__How to complete this task__
Only those lines running from the start of the listing below through the line that holds "Cloning into 'rade_src'..." are to be written out, exactly and in full.

__Dataset entries__
PR #1368, opened 2026-05-29
Remove freedv-backend and freedv-integrations code from freedv-gui

tmiw:
This PR does the following:

* Removes shared files that have been moved to [freedv-backend](https://github.com/tmiw/freedv-backend). This is due to these files having a different license (BSD) than freedv-gui (LGPL).
* Removes Flex and KA9Q integrations from this repo. These have been moved to the [freedv-integrations](https://github.com/tmiw/freedv-integrations) repo.


Tyrbiter:
Current master with this PR merged gives me this error:

[ 12%] Performing download step (git clone) for 'build_rade'
Cloning into 'build_rnnoise'...
Cloning into 'rade_src'...
In file included from /home/bdm/git/freedv-gui/src/sox/sox_i.h:17,
                 from /home/bdm/git/freedv-gui/src/sox/biquad.h:22,
                 from /home/bdm/git/freedv-gui/src/sox/biquad.c:18:
/home/bdm/git/freedv-gui/src/sox/sox.h:27:10: fatal error: sanitizers.h: No such file or directory
   27 | #include "sanitizers.h"
      |          ^~~~~~~~~~~~~~
compilation terminated.
make[2]: *** [src/sox/CMakeFiles/fdv_sox.dir/build.make:79: src/sox/CMakeFiles/fdv_sox.dir/biquad.c.o] Error 1
make[1]: *** [CMakeFiles/Makefile2:1316: src/sox/CMakeFiles/fdv_sox.dir/all] Error 2
make[1]: *** Waiting for unfinished jobs....

Not sure exactly where this came from, but it has broken the build completely.

tmiw:
> Not sure exactly where this came from, but it has broken the build completely.

Any difference if you do a full rebuild? Per GH it should be building fine on Linux.

Tyrbiter:
> > Not sure exactly where this came from, but it has broken the build completely.
> 
> Any difference if you do a full rebuild? Per GH it should be building fine on Linux.

My build script does this:

#!/bin/sh
rm -rf build_linux/ && ./build_linux.sh

Is that not enough?

I can't find a sanitizers.h file in my local git master source tree.

Tyrbiter:
OK, I cloned the freedv-gui tree again, this time it built.

I have no idea why it didn't work after a git pull --all with the previous tree.

Comparing old and new git trees shows no differences at all. I have no idea what happened.

And after renaming the old git tree for the comparison, I tried building in that directory. It worked.

You can forget worrying about this, it's some sort of weird local glitch I suppose.

Tyrbiter:
Further investigation shows that it works the first time I run build_linux.sh but then fails on a second run unless I delete the tree and re-clone it from github.

I don't know what could cause this, presumably something in the build process messes with the include paths and changes something when I build?

I have just recompared a new cloned tree with one that has been built from, other than the build_linux subdirectory being present I can't find any differences, I use meld as a diff tool.

tmiw:
> Further investigation shows that it works the first time I run build_linux.sh but then fails on a second run unless I delete the tree and re-clone it from github.
> 
> I don't know what could cause this, presumably something in the build process messes with the include paths and changes something when I build?
> 
> I have just recompared a new cloned tree with one that has been built from, other than the build_linux subdirectory being present I can't find any differences, I use meld as a diff tool.

Just tried running build_linux.sh twice on Ubuntu 24.04, no errors compiling here. Maybe it's something specific to Fedora?

Tyrbiter:
Could be, I will try to pin it down, as usual Fedora's package update rate can cause problems of various sorts.

Tyrbiter:
I have got my F44 installation fully up to date and now have a new kernel and managed to fix a weird virtual desktop problem too. However this build failure continues for a reason I can't yet determine. I also had a mistake in my command line for running with ASAN so when the negative SNR problem occurred I didn't get any output, that's also fixed.

A temporary fix for building is to copy sanitizers.h from the src/util/ directory in 2.3.1 to src/sox in master or whatever branch I am building. This has me back to being able to build and run new versions until I can work out why the include file search path is either not working or is finding a file that is incompatible for some reason.

Hmm, so the only system installed sanitizers.h somewhere in /usr/lib64/... are not the same as the file you had added to src/util/

I'm trying to work out if there is another package that F44 has that installs another version of sanitizers.h as I don't know where you got yours from.

Fun this eh?

Just noticed that some of the files in my include directories are called Sanitizers.h so there is a case issue in the search path

tmiw:
> I have got my F44 installation fully up to date and now have a new kernel and managed to fix a weird virtual desktop problem too. However this build failure continues for a reason I can't yet determine. I also had a mistake in my command line for running with ASAN so when the negative SNR problem occurred I didn't get any output, that's also fixed.
> 
> A temporary fix for building is to copy sanitizers.h from the src/util/ directory in 2.3.1 to src/sox in master or whatever branch I am building. This has me back to being able to build and run new versions until I can work out why the include file search path is either not working or is finding a file that is incompatible for some reason.
> 
> Hmm, so the only system installed sanitizers.h somewhere in /usr/lib64/... are not the same as the file you had added to src/util/
> 
> I'm trying to work out if there is another package that F44 has that installs another version of sanitizers.h as I don't know where you got yours from.
> 
> Fun this eh?
> 
> Just noticed that some of the files in my include directories are called Sanitizers.h so there is a case issue in the search path

Maybe we need to rename it to freedv_sanitizers.h instead. I think I can do that change quickly in another set of PRs (both freedv-backend and freedv-gui as sanitizers.h is in the former).

Tyrbiter:
> > I have got my F44 installation fully up to date and now have a new kernel and managed to fix a weird virtual desktop problem too. However this build failure continues for a reason I can't yet determine. I also had a mistake in my command line for running with ASAN so when the negative SNR problem occurred I didn't get any output, that's also fixed.
> > A temporary fix for building is to copy sanitizers.h from the src/util/ directory in 2.3.1 to src/sox in master or whatever branch I am building. This has me back to being able to build and run new versions until I can work out why the include file search path is either not working or is finding a file that is incompatible for some reason.
> > Hmm, so the only system installed sanitizers.h somewhere in /usr/lib64/... are not the same as the file you had added to src/util/
> > I'm trying to work out if there is another package that F44 has that installs another version of sanitizers.h as I don't know where you got yours from.
> > Fun this eh?
> > Just noticed that some of the files in my include directories are called Sanitizers.h so there is a case issue in the search path
> 
> Maybe we need to rename it to freedv_sanitizers.h instead. I think I can do that change quickly in another set of PRs (both freedv-backend and freedv-gui as sanitizers.h is in the former).

You know best, but currently there is no sanitizers.h file anywhere in the freedv-gui git master tree. I still have no idea how it works once and then fails afterwards in that state, A weirdness in the include search mechanism?

tmiw:
Try latest master again?

Tyrbiter:
> Try latest master again?

That seems to have fixed it, I had not realised that all the /src/util stuff had moved to the backend repo which probably explains why I couldn't find the header file, it only appears in the build_linux/ directory during the build.

One day I might make a software engineer.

__Answer to this exercise__
PR #1368, opened 2026-05-29
Remove freedv-backend and freedv-integrations code from freedv-gui

tmiw:
This PR does the following:

* Removes shared files that have been moved to [freedv-backend](https://github.com/tmiw/freedv-backend). This is due to these files having a different license (BSD) than freedv-gui (LGPL).
* Removes Flex and KA9Q integrations from this repo. These have been moved to the [freedv-integrations](https://github.com/tmiw/freedv-integrations) repo.


Tyrbiter:
Current master with this PR merged gives me this error:

[ 12%] Performing download step (git clone) for 'build_rade'
Cloning into 'build_rnnoise'...
Cloning into 'rade_src'...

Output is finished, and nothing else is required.